A second wave of the coronavirus in Europe has forced Paris to shutter its iconic cafes Monday as the US presidential race was in disarray after Donald Trump checked himself out of hospital after Covid-19 treatment.
France reported nearly 17,000 new coronavirus cases on Saturday alone, the highest daily number since the country began widespread testing.
Tuesday’s shuttering of bars and cafes — seen by many as the essence of Parisian life — were “braking measures because the epidemic is moving too fast,” Paris police chief Didier Lallemant told journalists, adding that restaurants will remain open provided they respect new safety measures.
These will include providing sanitising hand gel, limiting patrons to six a table with at least a meter (about a yard) between seats, and allowing diners to remove their masks only for eating.
“It’s not going to work for small restaurants,” said the owner of a tiny Paris eatery that also operates as a cafe and a bar — depending on the time of day — as well as a tobacconist.
“Everybody is going have to crunch numbers: Is it worth staying open or not?” the owner, who gave his name only as Michel, told AFP.
Trump, on the other hand, seemed unfazed by the virus when he checked out of hospital after four days of emergency treatment for Covid-19, pulling off his mask the moment he reached the White House.
Before he left the Walter Reed military hospital, he tweeted that he would “be back on the Campaign Trail soon!!!”
He also told his supporters, “Don’t be afraid of Covid,” claiming to be feeling rejuvenated after his illness.
With the Republican’s tough election campaign in its final month, he and his advisors have sought to project a sense of continuity.
But the coronavirus has continued to ravage the US: New York governor Andrew Cuomo announced Monday that schools would temporarily close in nine neighborhoods experiencing an uptick in Covid-19 infections.
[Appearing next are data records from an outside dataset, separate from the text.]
PR #291, opened 2016-10-19
Functions to add Sprite2/costumes/backdrops

tmickel:
These are intended to be used by the GUI and pair with a PR over there.

### DIFF
--- a/src/index.js
+++ b/src/index.js
@@ -175,12 +175,49 @@ VirtualMachine.prototype.loadProject = function (json) {
     this.clear();
     // @todo: Handle other formats, e.g., Scratch 1.4, Scratch 3.0.
     sb2import(json, this.runtime);
-    // Select the first target for editing, e.g., the stage.
-    this.editingTarget = this.runtime.targets[0];
+    // Select the first target for editing, e.g., the first sprite.
+    this.editingTarget = this.runtime.targets[1];
     // Update the VM user's knowledge of targets and blocks on the workspace.
     this.emitTargetsUpdate();
     this.emitWorkspaceUpdate();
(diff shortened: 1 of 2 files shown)


src/index.js
```diff
@@ -175,15 +175,52 @@ VirtualMachine.prototype.loadProject = function (json) {
...
+};
+
+/**
+ * Add a single sprite from the "Sprite2" (i.e., SB2 sprite) format.
+ * @param {?string} json JSON string representing the sprite.
+ */
+VirtualMachine.prototype.addSprite2 = function (json) {
+    sb2import(json, this.runtime, true);
+    // Select new sprite.
+    this.editingTarget = this.runtime.targets[this.runtime.targets.length - 1];
```
rschamp: Maybe `sb2import` should return the target that was just imported? Then this wouldn't need to know how things should be ordered.

tmickel: Hmmm, it could. Although for a sb2 (not sprite2), it's actually just imported _many_ targets. It could return the top-level target (stage) for that situation, though?

rschamp: I think that would make sense. I also think it could return `null` there to indicate there's no one target to set as the editing target. In that case it's up to the thing that imported to decide which target to use?  I think the stage idea might make more sense though.

tmickel: Ok, done!

tmickel: (with the stage idea)

rschamp: Great, thanks! Makes total sense to return the stage seeing as that's what `target` ends up being in that case anyway.

rschamp (approved):
Looks great, thanks!

PR #294, opened 2016-10-20
Drop single-stepping and pause modes

tmickel:
After a design discussion yesterday, it seems that both of these would need to be reimplemented in a different way. Also, I realized that this implementation doesn't match Scratch 1.0 single-stepping. In that implementation, execution proceeds to step through threads in the same order it would in normal mode. But, in this implementation, it allows all threads to be stepped in a single stepThreads, which actually changes the execution behavior. If we want a correct implementation, it would need to be redone.

### DIFF
--- a/playground/index.html
+++ b/playground/index.html
@@ -19,14 +19,7 @@
             Turbo: <input id='turbomode' type='checkbox' />
         </div>
         <div>
-            Pause: <input id='pausemode' type='checkbox' />
-        </div>
-        <div>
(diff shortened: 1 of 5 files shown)


CosmicWebServices:
Noooooo!!!!!

tmickel:
@CosmicWebServices Haha, I'm sorry. I hope something like them will come back eventually...

CosmicWebServices:
😭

The areas include large Orthodox Jewish communities, who recently marked the Rosh Hashanah and Yom Kippur holidays.
Meanwhile, two prominent Europeans announced Monday they were going into self-quarantine after coming into contact with individuals who have tested positive for the virus.
Ursula von der Leyen, the 62-year-old head of the European Commission, said she would self-isolate for a day.
Lithuanian Foreign Minister Linas Linkevicius, 59, also started a week of self-isolation after meeting with a Covid-positive French embassy staffer during a visit by President Emmanuel Macron.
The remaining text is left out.